$\oint_C \frac{z^2}{\exp z + 1} dz$ using residue theorem 
Evaluate this integral using residues,
  $$\oint_C \frac{z^2}{\exp z + 1} dz,$$ where $C$ is the contour bounded by $|z| = 4$.

My attempt: 
pole of $\exp z + 1 = +\pi i, -\pi i$. Now what is the order of the pole? 
 A: You have correctly stated that the singularities of your integrating function come as :
$$e^z + 1 = 0$$
but you've calculated the outcome wrong. Specifically, it is :
$$e^z + 1 = 0 \Leftrightarrow z= 2n\pi i + \pi i, \space n\in \mathbb Z$$
Over the contour in which you're integrating, you'll need to check how many of these poles will fall in.

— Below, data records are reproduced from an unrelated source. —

Issue #320, opened 2026-08-11
test: run independent tests in parallel and finish testifylint adoption


jisung-02:
## Background

#279 normalized roundabout assertions to dedicated testify helpers (Contains/NotContains, ErrorAs/NotErrorAs, Len, NoError, JSONEq) and enabled `testifylint` in `.golangci.yml` to keep them from coming back. Three checkers were left disabled there because their findings need work of their own. A full-suite sweep with golangci-lint v2.12.2 (output caps removed) also surfaced test patterns that predate current Go and tooling.

While those were being fixed, a second problem with the suite showed up: Go runs test packages concurrently, but the tests inside one package run one after another unless each calls `t.Parallel()`. Nothing in this repository did, so `go test -race ./...` took the sum of every sleep in `api/event`—76 s on a 10-core machine, 74 s of it in that one package. Both batches land together in #417, which closes this issue.

Counts below are as of #417's head (807 of 1067 top-level tests parallel) and drift as tests change.

## Scope—run independent tests in parallel

`t.Parallel()` becomes the first statement of every top-level test that owns no process-wide state. A test stays serial when it:

- calls `t.Setenv` or `t.Chdir`—Go panics when either is combined with `t.Parallel()`, in whichever order;
- swaps `os.Stdout` or `os.Stderr`, including through `testutil.CaptureOutput`, or sets `utils.OutputFormat`;
- reassigns a package-level seam (`runPresenceStepUp`, `tunnelFlags`, `refreshAccessToken` and about fifteen more); what decides is whether the assignment outlives the test, not the name;
- reads a package-level Cobra command—`Commands()` sorts the child list in place and `Find()` builds the merged flag set lazily, so a read-only test still races with its neighbour;
- re-executes itself as a helper process, since the child reaches an `os.Exit`;
- watches a timing window that a parallel neighbour sharing the core would narrow.

Serial tests run to completion before the parallel ones start, within one package's test binary, so a serial test may still reassign a global as long as it restores it. The rule and the reasons go into `CLAUDE.md` under "Test patterns" so the next test file follows it.

Bare table loops in `cmd/approval` and `cmd/worksession` run their cases under `t.Run`, with the empty filter named `empty` (Go would call it `#00`) and a parenthesised case renamed so `-run 'TestX/case'` can select it.

[...]

PR #278, opened 2026-07-22
feat(server): add reboot, shutdown, upgrade, and refresh system-action commands

jisung-02:
## Background

The CLI had no way to trigger server system-level actions (reboot, shutdown, OS package upgrade, system information refresh). The server already exposes these through the actions endpoint (`POST /api/servers/servers/{id}/actions/`, body `{action, force}`), but there was no CLI entry point, so engineers and AI agents had to fall back to the web console. This PR adds four subcommands that wrap that endpoint.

Specifically, you have to check the "length" of each number (as the absolute value over reals).
Truly then, the only poles residing in your integrating contour $C : |z| < 4$ are the poles $\pm \space \pi i$, since for any other value of $n$ the length of the imaginary number is larger than 4.
The poles $\pm \pi i$ are simple poles since $(e^z)' \neq 0$ and thus you can calculate the needed residues for the calculation of the integral as : 
$$\text{Res} \bigg(\frac{f(z)}{g(z)}, z= \pm \space \pi i\bigg) = \frac{f(\pm \space \pi i)}{g'(\pm\space\pi i)} $$
where $f(z) = z^2$ and $g(z) = 1/(e^z + 1)$.
A: Notice that 
$$e^z+1=e^{\pi i+ (z-\pi i)}+1=-e^{(z-\pi i)}+1=-\sum_{k=0}^{\infty}\frac{(z-\pi i)^k}{k!}+1=-(z-\pi i)+O((z-\pi i)^2).$$
Hence, in a neighbourhood of $z=\pi i$,
$$\frac{z^2}{\exp z + 1}=\frac{((z-i\pi)+i\pi)^2}{-(z-\pi i)+o(z-\pi i)}
=\frac{\pi^2}{z-\pi i}+O(1).$$
So what is the order of the pole $z=\pi i$? What is the residue at $\pi i$?
A very similar approach works around the other pole inside $|z|<4$, that is $z=-\pi i$.
A: Since $\exp'(z)\neq0$, they're simple poles and theefore you can compute the residues there using the formula$$\operatorname{res}_a\left(\frac{f(z)}{g(z)}\right)=\frac{f(a)}{g'(a)}$$and then you can apply the residue theorem.